Archives for posts with tag: memory

Are we more than we can recall?
Well-recognized is repressed trauma, scars without a cause
Pain slipped into the void, yet retained even in its loss
Forgotten stories compose our lives, yet not all of them bitter tragedies
How much does the empty space on a page produce the shape drawn within it?

What of our dusty childhood dreams, obscured by layers of maturing years?
What of enrapturing beauty, uncaptured and so lost to time?
What of the spontaneous laughters, the daily smiles, the banal joys of the every day?
What of the kindness of a stranger, a day made, one among a sea of endless days?
What of you, your name hovering just on the tip of my memory, your face a warm blur?
What of this moment, of any moment, charming but unmemorable?
When I am old and my mind derelict, my life a collection of forgotten moments, will their shadows linger?
How many have forgotten me now, their lives shaped by my own faded contribution?
I content myself with my own annihilation, knowing the ripples of my life will be carried forward without me

A toast, then!
To what? I’m not sure
Its value uncertain; its impact eluding
But I am what I am, built on something I don’t all remember

Here’s to our phantom influences, may their silent echoes continue to reverberate, no longer unsung!

Sometimes I imagine what it would be like to genuinely and perfectly relive moments of the past. To experience it again through all my senses, rather than merely my mind’s eye. The smells, the sights, the tastes in memory that would normally just be broken fragments, whispers of yesterday, would become palpable once more. I imagine not just remembering the look in her eyes, but truly seeing them gaze back into mine; once again knowing me, disarming me. To replicate the bliss and ecstasy of love, the tingle of held hands. Would I ever leave this palace of the past? This sepulcher of my former moments? Would I purposefully scratch the record, allowing the phonograph to loop, over and over, the happiness I once lived? Better than any drug, would its joys sap me of any connection to the present? To the future?
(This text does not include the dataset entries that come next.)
PR #14, opened 2023-06-05
Mock server updates for mentor request iteration

andersan:
Work in progress. Will add any generators or states needed for the mock server updates in the mentor request iteration.

Not sure if any additional changes are needed, will check with @shadowbrush on this in a bit.

### DIFF
--- a/mm-mock-server/src/mocks/mutations.ts
+++ b/mm-mock-server/src/mocks/mutations.ts
@@ -1,4 +1,5 @@
 import { MockServerState } from "./util/state";
+import * as generators from "./util/generators";
 
 export function mockMutations(serverState: MockServerState) {
     return {
@@ -14,6 +15,34 @@ export function mockMutations(serverState: MockServerState) {
         signMeOut: () => {
             serverState.loggedIn = false;
             return "ok";
+        },
+        createChannel: () => {
+            const channel = generators.generateChannel([serverState.loggedInUser, serverState.otherUsers[1]])
+            serverState.channels.push(channel);
+            return channel;
+        },
+        createChannelInvitation: () => {
+            const invitation = generators.generateChannelInvitation([serverState.loggedInUser, serverState.otherUsers[1]])
+            serverState.channelInvitations.push(invitation);
+            return invitation;
+        },
+        createChannelMessage: () => {
+            const message = generators.generateChannelMessage(serverState.loggedInUser, true)
+            serverState.channelMessages.push(message);
+            return message;
+        },
+        updateChannelInvitation: (status: any) => {
+            const invitation = serverState.channelInvitations[0]
+            if (status) {
+                if (status === "accepted"){
+                    invitation.status = "accepted";
+                    invitation.channel = generators.generateChannel([serverState.loggedInUser, serverState.otherUsers[3]])
+                    serverState.channels.push(invitation.channel);
+                }
+                else if (status === "declined")
+                    invitation.status = "declined";
+            }
+            return invitation.id;
         }
     }
 }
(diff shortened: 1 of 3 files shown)


shadowbrush:
The idea here is that specifying an existing channel is optional. Specifying the sender and recipient should suffice. The channel would be created when the recipient accepts the invitation using `updateChannelInvitation`, setting the `status` to `ChannelInvitationStatus.accepted`. But reviewing the code, it needs work. I didn't put much time into this, as I didn't know whether the app would need invitations. Now that I know it does, I'll finish the implementation.

shadowbrush:
I update the BgChannels code to not require a `channelId` when calling `createChannelInvitation`. There is a test that verifies that `updateChannelInvitation` creates a new 1:1 channel if the invitation didn't specify an existing channel: https://github.com/baragaun/channels-service/blob/d3064c25b0279c05f8256c42a889b937ae254f76/src/services/bgChannels/test/models/channelInvitation/updateChannelInvitation.spec.ts#L60

andersan:
@shadowbrush the `Channel` still doesn't seem to be created. [Added a PR in that repo](https://github.com/baragaun/channels-service/pull/11) which may fix the issue, but I wasn't sure how to run tests within the repo so I'm not sure that it's bug-free.

andersan:
Ah I just reread your message above and I see that the `Channel` isn't created at all until the invitation is accepted. Feel free to close that PR if that's the case - I had thought the Channel would need to exist along with the invitation.

andersan:
FYI pausing on this work for the moment. I was getting caught up on how to load all the data into the mock server that we need to implement the first set of flows. We may need to think about adding new types or modifying existing types in the `mmdata` backend.

Some definitions for the purpose of this PR:
1. A "Request" is a request to connect. The sender can be a mentor or mentee.
2. A "Match" is a request to connect that has been accepted.

In `mmdata`, "Request" is a `ChannelInvitation` which has a status of `created`. All pending `Request`s sent to a User will be available via the `MyInbox` GraphQL query.

A "Request" is accepted and becomes a "Match" via the `updateChannelInvitation` GraphQL mutation which sets `ChannelInvitation.status` to `accepted`. However, we can't just look at whether the `ChannelInvitation.status` field to see if there is a new match. **I assume** we only want to display **new** Matches to the user in the Inbox screen. It's not clear if we want to display a "Match" in a user's inbox if they are the one who accepted the invitation, or what the flow after accepting will look like.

Memory, however, is not perfect. It fades in time; drifting, as we all do, towards oblivion. Occasionally, I remember. A familiar smell; an old photograph. All of a sudden she is here again, but through a veil. The emotions return distorted. The memory is insincere. An imperfect reflection of the original. And inevitably, it too drifts away. The smell dissipates; I put away the photograph. These events become memories themselves. Another fold overlapping, deepening the veil. The distance from the past widens further. Are these traps? Nettles and barbs that cling to me, dragging me down into an impossible crevasse? There is no bottom to hit; I try harder and harder to grasp at a wisp of smoke, and it smiles beautifully as it evaporates in front of me.

Are these traps? Or are they promises? Promises of memories yet to come. Reminders that new hands can be held; new eyes can disarm me. Does the imperfection of memories drive me to discover more? To seek out new joys, new happiness. To no longer desperately clutch at the fleeting images of the past, but to strive out boldly into the future; unsure of the quality of memories to be created, but confident in my ability to try. I have done this before. I can do it again. I will see again. I will smell again. I will feel again. She is a memory, but she will not be the only one. There will be new moments, and I will remember these new moments, and all the moments after.